[INPUT]

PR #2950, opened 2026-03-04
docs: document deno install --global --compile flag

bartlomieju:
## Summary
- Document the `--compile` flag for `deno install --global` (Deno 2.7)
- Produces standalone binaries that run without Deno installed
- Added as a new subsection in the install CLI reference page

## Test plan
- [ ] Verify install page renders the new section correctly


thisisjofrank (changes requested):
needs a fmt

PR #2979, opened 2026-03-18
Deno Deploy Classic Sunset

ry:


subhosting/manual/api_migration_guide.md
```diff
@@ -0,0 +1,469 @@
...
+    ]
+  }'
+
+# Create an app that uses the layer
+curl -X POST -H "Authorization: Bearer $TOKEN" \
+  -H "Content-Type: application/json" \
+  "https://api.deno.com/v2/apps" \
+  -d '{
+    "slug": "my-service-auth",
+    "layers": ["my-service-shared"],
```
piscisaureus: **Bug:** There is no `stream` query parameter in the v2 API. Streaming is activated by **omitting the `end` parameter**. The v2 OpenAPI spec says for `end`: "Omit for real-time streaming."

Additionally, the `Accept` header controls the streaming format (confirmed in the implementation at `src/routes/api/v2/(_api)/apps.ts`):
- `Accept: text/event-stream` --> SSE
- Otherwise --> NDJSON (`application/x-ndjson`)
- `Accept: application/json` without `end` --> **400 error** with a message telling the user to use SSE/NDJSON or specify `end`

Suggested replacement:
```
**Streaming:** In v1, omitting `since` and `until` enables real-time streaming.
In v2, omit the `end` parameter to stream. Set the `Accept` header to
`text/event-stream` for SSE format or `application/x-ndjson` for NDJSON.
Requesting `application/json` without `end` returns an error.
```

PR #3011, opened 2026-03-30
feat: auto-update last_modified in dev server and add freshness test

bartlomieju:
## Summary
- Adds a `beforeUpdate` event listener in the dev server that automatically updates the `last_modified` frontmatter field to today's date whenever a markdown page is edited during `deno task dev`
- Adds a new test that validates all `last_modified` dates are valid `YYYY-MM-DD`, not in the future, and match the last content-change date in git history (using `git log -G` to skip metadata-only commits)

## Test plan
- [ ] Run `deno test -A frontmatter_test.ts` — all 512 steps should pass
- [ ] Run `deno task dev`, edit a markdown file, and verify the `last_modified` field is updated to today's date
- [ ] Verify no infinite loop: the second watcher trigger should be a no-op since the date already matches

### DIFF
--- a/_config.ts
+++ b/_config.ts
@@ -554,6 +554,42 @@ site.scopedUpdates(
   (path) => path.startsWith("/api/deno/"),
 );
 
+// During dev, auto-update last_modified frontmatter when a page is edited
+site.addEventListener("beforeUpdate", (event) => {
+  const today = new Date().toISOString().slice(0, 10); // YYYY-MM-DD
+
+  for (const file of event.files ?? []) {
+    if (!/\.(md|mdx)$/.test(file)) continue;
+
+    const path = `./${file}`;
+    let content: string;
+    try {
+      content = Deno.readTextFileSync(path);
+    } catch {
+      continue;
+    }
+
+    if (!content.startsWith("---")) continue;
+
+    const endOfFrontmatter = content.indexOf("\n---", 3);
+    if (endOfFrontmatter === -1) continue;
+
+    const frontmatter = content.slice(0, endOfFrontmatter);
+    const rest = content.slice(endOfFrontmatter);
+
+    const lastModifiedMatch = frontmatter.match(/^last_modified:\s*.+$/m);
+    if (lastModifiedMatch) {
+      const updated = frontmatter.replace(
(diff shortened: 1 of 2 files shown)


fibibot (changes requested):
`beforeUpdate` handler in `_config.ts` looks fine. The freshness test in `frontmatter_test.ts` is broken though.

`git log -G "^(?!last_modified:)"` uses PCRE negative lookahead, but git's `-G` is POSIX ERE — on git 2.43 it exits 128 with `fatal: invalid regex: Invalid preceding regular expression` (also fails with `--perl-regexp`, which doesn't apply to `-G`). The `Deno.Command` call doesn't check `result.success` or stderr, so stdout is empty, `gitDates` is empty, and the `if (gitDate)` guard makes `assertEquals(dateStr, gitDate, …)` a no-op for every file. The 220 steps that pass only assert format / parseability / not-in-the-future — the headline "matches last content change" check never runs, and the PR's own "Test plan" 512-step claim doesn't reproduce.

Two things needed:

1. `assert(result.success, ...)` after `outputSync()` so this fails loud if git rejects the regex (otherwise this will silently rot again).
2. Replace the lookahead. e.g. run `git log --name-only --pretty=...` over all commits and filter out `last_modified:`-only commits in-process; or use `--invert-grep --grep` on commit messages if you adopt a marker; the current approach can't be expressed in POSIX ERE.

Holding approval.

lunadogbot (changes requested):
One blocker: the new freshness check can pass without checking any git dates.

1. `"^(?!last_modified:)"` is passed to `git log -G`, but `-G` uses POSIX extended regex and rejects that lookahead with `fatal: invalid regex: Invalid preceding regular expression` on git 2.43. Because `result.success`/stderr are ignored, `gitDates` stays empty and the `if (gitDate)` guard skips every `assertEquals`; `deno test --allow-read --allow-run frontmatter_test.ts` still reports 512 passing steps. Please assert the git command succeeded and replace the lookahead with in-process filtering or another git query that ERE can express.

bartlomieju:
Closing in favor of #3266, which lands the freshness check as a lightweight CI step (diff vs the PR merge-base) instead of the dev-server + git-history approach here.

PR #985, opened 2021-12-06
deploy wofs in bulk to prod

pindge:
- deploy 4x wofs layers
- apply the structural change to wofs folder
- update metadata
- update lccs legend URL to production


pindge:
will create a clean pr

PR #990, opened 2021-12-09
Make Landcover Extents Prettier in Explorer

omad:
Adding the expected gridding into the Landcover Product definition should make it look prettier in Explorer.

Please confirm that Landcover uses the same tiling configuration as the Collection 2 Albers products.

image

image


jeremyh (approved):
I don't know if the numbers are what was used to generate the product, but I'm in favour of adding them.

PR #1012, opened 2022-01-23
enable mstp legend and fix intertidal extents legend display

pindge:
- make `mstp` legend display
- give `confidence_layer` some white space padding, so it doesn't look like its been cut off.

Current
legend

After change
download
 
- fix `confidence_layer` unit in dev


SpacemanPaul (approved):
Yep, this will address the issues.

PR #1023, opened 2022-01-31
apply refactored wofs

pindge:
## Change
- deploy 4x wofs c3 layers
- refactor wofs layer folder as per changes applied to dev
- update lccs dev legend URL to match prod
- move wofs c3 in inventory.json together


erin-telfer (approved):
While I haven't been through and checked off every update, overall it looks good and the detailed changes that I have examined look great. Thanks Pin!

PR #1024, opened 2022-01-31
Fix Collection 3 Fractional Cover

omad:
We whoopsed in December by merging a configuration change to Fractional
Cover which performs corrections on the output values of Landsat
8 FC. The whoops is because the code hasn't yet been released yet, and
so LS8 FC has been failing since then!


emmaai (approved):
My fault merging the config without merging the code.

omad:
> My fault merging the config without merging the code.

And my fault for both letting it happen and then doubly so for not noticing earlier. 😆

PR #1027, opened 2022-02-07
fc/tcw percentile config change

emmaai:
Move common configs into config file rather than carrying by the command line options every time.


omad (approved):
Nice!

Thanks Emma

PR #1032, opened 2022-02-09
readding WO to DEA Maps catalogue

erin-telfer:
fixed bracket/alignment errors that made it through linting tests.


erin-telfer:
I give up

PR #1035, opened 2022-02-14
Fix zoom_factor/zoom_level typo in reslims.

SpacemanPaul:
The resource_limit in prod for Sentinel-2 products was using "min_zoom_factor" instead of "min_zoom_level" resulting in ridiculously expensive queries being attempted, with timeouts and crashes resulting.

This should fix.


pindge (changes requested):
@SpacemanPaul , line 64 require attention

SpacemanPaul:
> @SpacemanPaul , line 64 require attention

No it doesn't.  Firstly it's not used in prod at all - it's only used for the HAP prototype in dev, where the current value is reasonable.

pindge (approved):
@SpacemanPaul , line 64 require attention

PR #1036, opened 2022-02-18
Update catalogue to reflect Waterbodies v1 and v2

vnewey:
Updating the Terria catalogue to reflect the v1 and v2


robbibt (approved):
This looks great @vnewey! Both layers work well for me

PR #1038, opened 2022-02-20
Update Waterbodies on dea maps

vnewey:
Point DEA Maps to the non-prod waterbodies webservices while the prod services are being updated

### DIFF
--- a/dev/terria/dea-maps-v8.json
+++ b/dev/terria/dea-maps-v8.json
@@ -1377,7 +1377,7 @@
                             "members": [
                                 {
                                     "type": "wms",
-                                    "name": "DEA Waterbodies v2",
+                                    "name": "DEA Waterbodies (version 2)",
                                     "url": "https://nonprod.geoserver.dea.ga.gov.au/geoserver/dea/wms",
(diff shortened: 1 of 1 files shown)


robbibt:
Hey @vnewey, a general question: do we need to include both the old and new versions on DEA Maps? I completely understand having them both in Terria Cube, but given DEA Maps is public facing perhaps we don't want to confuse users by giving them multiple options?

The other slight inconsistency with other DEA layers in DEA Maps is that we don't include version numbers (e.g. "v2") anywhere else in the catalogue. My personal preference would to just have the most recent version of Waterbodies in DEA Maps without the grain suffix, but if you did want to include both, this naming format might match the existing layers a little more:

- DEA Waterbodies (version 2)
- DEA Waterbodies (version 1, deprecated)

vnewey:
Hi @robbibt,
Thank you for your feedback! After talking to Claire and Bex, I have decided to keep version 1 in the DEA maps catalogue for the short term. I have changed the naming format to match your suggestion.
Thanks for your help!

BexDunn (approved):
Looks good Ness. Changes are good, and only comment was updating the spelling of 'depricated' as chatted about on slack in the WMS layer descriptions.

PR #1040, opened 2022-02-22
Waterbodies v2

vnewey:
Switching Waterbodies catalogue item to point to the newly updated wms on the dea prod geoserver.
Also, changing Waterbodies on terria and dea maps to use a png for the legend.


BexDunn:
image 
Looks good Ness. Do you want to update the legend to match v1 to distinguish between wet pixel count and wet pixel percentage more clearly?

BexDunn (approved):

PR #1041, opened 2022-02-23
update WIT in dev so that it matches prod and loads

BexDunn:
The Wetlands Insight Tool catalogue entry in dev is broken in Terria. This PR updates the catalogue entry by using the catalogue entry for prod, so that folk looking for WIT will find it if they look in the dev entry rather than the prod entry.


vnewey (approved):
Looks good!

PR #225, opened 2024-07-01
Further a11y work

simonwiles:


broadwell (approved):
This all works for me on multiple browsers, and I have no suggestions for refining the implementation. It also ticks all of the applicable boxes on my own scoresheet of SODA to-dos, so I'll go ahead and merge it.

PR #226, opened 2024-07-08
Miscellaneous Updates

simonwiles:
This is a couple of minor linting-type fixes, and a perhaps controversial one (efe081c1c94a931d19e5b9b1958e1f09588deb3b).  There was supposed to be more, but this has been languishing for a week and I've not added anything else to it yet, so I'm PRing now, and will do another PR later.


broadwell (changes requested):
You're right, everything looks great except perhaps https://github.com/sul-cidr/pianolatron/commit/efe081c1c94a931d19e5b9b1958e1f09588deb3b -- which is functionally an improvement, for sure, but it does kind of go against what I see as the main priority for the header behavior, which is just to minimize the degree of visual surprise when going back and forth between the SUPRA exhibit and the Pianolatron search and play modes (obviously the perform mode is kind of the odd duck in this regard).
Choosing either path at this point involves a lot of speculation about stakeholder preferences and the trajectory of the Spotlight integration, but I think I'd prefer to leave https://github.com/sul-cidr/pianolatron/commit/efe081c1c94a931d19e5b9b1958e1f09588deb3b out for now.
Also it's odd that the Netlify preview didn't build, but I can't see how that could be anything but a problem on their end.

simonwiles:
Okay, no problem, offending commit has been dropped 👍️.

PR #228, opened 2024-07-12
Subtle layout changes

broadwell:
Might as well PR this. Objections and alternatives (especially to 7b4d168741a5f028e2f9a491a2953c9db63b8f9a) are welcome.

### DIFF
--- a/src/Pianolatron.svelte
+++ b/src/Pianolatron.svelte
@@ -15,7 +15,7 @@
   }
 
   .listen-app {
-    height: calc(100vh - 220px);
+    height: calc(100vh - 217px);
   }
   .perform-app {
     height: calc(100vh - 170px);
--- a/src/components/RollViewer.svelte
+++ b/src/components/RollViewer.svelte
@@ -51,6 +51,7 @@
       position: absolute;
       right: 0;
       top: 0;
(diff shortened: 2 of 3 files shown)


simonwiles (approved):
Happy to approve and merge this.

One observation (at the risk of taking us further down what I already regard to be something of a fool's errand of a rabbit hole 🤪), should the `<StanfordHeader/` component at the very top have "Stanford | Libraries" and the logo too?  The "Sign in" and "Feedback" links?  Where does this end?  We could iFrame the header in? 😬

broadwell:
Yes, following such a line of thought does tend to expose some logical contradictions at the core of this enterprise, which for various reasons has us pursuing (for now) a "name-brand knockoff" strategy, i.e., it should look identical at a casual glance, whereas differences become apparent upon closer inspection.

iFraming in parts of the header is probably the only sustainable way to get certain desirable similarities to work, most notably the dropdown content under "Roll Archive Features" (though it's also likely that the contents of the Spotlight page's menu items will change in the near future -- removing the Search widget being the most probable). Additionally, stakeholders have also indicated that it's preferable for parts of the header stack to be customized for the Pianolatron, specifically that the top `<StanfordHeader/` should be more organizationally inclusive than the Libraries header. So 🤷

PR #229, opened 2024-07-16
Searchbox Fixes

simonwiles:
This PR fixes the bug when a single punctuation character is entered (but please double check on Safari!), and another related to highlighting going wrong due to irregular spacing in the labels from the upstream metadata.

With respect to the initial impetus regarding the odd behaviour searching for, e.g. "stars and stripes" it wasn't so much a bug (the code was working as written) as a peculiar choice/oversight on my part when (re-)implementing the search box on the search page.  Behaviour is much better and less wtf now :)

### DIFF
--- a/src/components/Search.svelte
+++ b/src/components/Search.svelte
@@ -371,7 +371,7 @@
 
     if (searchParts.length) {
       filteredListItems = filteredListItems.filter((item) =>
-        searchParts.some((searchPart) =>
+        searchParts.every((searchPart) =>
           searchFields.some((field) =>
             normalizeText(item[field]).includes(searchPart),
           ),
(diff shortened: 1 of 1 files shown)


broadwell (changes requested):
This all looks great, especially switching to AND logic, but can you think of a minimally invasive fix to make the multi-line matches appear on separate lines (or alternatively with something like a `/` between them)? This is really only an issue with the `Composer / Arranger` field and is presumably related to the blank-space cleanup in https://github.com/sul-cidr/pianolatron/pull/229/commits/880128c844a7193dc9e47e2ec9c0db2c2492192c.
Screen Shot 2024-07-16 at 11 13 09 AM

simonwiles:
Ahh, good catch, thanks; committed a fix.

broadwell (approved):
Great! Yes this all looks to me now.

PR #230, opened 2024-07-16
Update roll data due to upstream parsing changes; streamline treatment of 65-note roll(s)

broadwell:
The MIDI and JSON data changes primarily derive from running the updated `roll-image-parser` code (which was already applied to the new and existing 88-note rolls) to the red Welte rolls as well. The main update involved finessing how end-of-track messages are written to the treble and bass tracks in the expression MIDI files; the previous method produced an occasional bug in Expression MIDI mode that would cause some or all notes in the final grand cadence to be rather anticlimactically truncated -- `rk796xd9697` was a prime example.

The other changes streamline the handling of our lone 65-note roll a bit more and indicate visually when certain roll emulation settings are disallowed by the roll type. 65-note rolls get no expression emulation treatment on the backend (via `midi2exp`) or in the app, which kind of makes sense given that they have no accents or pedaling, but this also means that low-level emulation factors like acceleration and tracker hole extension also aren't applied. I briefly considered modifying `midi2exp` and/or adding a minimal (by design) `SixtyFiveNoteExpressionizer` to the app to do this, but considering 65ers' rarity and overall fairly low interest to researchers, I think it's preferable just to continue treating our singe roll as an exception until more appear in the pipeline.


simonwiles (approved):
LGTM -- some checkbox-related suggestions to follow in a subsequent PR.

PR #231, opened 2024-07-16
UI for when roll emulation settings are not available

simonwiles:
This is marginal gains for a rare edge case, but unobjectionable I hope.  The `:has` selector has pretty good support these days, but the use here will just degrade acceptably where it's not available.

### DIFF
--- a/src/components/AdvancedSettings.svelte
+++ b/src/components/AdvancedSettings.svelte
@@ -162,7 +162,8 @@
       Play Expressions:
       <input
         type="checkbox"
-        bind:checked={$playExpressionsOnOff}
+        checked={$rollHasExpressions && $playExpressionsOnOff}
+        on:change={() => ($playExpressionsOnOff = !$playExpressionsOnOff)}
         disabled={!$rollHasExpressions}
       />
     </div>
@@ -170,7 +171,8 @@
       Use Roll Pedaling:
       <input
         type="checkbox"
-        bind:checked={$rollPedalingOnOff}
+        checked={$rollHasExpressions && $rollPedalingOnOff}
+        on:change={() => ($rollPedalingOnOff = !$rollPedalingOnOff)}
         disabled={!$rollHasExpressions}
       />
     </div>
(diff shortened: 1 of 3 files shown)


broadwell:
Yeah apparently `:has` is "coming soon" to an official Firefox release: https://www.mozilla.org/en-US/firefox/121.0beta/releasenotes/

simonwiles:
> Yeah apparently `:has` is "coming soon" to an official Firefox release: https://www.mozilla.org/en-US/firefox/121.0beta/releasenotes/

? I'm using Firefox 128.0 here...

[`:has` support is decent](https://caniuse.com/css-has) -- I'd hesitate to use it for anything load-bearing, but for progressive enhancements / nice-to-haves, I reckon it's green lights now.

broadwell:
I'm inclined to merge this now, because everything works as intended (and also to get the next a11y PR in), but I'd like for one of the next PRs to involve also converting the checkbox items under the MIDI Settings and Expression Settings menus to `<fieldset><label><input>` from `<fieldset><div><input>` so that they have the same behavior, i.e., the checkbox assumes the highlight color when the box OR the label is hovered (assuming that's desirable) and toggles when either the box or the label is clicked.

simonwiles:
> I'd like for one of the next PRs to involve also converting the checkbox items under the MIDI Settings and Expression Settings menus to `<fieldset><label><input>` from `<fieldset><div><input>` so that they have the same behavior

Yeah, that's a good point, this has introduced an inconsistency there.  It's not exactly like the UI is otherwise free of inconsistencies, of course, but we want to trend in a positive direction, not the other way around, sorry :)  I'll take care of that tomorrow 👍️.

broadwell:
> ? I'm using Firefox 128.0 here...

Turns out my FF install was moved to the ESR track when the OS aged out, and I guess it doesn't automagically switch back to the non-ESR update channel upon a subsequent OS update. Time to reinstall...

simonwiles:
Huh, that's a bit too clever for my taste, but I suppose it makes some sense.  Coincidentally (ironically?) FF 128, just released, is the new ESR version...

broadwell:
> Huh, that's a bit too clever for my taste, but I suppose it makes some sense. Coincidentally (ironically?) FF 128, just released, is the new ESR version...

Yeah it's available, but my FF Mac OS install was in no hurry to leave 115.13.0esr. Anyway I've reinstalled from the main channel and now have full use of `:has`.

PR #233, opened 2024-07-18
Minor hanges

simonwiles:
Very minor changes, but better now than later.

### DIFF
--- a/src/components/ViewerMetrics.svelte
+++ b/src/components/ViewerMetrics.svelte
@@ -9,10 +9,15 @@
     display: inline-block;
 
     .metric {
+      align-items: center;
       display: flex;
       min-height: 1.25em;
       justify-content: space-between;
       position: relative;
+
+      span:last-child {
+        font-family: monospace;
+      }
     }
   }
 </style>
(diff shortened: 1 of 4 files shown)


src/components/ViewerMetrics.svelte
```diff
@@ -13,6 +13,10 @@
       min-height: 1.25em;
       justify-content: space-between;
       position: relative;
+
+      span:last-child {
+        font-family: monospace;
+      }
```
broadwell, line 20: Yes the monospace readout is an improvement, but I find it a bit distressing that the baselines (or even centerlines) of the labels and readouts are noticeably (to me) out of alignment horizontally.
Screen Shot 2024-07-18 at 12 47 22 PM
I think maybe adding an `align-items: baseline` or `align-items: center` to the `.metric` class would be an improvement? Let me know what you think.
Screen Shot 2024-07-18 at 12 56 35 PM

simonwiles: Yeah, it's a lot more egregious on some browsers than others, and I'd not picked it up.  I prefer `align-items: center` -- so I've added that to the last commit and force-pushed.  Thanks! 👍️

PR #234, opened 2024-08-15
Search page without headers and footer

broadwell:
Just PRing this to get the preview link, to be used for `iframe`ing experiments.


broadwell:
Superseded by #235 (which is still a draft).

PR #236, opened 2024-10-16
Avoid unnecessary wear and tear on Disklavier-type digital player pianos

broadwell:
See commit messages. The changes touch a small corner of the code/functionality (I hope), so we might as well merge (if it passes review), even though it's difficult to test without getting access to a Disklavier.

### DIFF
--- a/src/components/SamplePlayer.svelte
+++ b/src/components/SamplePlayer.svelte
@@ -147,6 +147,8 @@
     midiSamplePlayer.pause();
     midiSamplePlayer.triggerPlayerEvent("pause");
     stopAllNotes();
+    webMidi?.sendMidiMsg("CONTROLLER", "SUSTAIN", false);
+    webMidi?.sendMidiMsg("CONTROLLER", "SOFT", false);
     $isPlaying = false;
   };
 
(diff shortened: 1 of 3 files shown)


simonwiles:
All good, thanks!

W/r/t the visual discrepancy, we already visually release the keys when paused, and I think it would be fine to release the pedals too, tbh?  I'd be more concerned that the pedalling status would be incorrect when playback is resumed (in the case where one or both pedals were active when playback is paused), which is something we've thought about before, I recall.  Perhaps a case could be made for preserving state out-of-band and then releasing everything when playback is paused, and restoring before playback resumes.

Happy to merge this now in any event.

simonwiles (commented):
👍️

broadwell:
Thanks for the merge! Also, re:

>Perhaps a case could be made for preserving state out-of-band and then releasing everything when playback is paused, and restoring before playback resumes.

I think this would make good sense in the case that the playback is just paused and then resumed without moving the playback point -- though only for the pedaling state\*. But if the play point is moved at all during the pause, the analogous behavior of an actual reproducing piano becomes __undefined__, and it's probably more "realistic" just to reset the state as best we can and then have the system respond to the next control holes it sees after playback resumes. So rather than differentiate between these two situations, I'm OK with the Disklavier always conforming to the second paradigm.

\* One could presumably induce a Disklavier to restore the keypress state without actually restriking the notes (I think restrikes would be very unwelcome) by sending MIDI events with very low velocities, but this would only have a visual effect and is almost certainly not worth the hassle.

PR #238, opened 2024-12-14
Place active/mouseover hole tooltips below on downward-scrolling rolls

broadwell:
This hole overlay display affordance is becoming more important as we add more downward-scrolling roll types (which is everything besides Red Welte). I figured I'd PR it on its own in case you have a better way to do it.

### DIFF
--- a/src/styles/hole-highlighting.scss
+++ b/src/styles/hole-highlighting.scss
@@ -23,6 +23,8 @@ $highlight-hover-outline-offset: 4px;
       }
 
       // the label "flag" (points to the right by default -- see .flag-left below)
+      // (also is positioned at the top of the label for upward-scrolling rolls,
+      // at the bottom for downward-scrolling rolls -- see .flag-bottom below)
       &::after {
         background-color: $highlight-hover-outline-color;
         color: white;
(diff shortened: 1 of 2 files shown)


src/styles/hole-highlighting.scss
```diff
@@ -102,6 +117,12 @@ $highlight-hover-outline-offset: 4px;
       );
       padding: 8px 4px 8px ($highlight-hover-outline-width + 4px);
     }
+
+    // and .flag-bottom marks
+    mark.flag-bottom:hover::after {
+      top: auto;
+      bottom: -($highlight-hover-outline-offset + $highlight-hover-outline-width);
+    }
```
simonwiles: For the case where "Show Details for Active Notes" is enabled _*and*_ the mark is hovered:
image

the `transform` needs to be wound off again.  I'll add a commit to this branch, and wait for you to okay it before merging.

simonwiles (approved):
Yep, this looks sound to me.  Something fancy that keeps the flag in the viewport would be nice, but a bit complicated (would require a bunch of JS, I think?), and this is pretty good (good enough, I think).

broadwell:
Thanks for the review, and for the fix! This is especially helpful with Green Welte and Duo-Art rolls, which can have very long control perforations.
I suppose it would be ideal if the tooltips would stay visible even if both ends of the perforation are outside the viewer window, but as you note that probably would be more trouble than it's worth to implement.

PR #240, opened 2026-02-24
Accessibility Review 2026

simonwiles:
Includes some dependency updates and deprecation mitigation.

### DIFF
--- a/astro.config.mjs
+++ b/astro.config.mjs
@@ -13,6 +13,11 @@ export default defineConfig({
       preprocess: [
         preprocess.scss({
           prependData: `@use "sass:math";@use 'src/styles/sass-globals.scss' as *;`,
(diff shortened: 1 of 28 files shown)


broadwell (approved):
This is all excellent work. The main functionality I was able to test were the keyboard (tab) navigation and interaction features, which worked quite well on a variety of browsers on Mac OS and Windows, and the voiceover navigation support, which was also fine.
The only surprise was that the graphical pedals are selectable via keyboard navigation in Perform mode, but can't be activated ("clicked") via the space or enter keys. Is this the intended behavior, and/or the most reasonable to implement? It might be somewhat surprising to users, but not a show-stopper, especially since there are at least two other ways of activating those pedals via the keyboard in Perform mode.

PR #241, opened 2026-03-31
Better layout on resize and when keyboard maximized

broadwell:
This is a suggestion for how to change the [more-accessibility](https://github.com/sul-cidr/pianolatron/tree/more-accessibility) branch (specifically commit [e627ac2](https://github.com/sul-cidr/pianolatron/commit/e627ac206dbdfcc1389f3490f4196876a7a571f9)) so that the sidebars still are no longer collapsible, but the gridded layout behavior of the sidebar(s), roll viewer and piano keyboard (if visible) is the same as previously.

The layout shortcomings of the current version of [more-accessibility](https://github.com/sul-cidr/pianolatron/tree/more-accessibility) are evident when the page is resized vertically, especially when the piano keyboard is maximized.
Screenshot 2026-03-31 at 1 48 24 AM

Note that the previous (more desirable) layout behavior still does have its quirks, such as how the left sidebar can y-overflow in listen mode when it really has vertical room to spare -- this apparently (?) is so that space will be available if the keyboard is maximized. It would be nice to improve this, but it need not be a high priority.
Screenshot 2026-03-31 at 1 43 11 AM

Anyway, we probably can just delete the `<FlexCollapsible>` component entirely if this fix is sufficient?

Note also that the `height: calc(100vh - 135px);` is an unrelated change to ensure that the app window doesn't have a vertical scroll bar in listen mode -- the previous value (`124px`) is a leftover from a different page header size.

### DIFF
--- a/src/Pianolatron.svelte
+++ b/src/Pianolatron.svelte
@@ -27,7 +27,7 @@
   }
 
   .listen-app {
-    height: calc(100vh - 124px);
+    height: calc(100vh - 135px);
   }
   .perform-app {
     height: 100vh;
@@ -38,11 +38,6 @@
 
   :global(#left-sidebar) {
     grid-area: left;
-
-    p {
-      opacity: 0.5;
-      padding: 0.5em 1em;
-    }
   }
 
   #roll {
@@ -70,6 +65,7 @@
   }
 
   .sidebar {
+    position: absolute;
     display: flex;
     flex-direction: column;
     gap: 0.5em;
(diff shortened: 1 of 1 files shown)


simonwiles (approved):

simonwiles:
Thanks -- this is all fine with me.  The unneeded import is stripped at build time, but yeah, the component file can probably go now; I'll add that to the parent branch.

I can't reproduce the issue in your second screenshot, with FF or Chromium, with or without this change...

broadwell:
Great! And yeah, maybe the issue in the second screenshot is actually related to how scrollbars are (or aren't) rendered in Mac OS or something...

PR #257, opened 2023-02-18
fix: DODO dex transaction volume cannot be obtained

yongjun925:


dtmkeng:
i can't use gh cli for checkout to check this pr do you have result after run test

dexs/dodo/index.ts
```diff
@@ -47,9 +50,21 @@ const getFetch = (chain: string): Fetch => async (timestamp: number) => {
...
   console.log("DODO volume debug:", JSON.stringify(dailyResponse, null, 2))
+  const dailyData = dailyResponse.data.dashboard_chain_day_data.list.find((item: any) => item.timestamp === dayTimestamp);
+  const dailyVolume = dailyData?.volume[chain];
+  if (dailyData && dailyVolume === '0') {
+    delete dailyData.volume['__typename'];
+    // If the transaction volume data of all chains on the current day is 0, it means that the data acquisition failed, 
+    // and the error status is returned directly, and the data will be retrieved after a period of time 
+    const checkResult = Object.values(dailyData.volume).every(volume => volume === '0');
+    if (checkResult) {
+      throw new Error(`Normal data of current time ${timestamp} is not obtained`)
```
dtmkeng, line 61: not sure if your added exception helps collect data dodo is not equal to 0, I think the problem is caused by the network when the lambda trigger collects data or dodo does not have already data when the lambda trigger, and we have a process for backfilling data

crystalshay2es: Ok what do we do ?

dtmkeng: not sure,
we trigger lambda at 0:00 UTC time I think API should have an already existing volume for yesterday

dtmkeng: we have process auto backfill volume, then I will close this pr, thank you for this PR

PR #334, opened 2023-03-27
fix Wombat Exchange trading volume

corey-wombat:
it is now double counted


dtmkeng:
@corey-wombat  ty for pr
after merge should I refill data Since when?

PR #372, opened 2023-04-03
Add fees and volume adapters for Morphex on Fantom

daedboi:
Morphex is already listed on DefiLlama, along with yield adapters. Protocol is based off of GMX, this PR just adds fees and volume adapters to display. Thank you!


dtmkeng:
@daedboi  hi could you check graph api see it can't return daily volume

[/INPUT]

* **DESCRIPTION OF THE TASK**
Scan the listing for the string "StanfordHeader" and copy every line that carries it.

* **TASK RESULT**
One observation (at the risk of taking us further down what I already regard to be something of a fool's errand of a rabbit hole 🤪), should the `<StanfordHeader/` component at the very top have "Stanford | Libraries" and the logo too?  The "Sign in" and "Feedback" links?  Where does this end?  We could iFrame the header in? 😬
iFraming in parts of the header is probably the only sustainable way to get certain desirable similarities to work, most notably the dropdown content under "Roll Archive Features" (though it's also likely that the contents of the Spotlight page's menu items will change in the near future -- removing the Search widget being the most probable). Additionally, stakeholders have also indicated that it's preferable for parts of the header stack to be customized for the Pianolatron, specifically that the top `<StanfordHeader/` should be more organizationally inclusive than the Libraries header. So 🤷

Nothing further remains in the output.